*WHAT THIS TASK INVOLVES*: How many of the lines in the material underneath include the string "https"? State the number only.

▬▬▬▬▬▬▬▬▬▬

PR #638, opened 2021-06-14
feat(dmn-table): focus on row added via context menu

marstamm:
related to https://github.com/camunda/camunda-modeler/issues/2259


barmac:
How about if we select a cell in the same column as previously selected?

https://user-images.githubusercontent.com/28307541/121885183-26449180-cd14-11eb-892f-ed02a0142b49.mov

▬▬▬▬▬▬▬▬▬▬

*RESPONSE TO THE TASK*: 2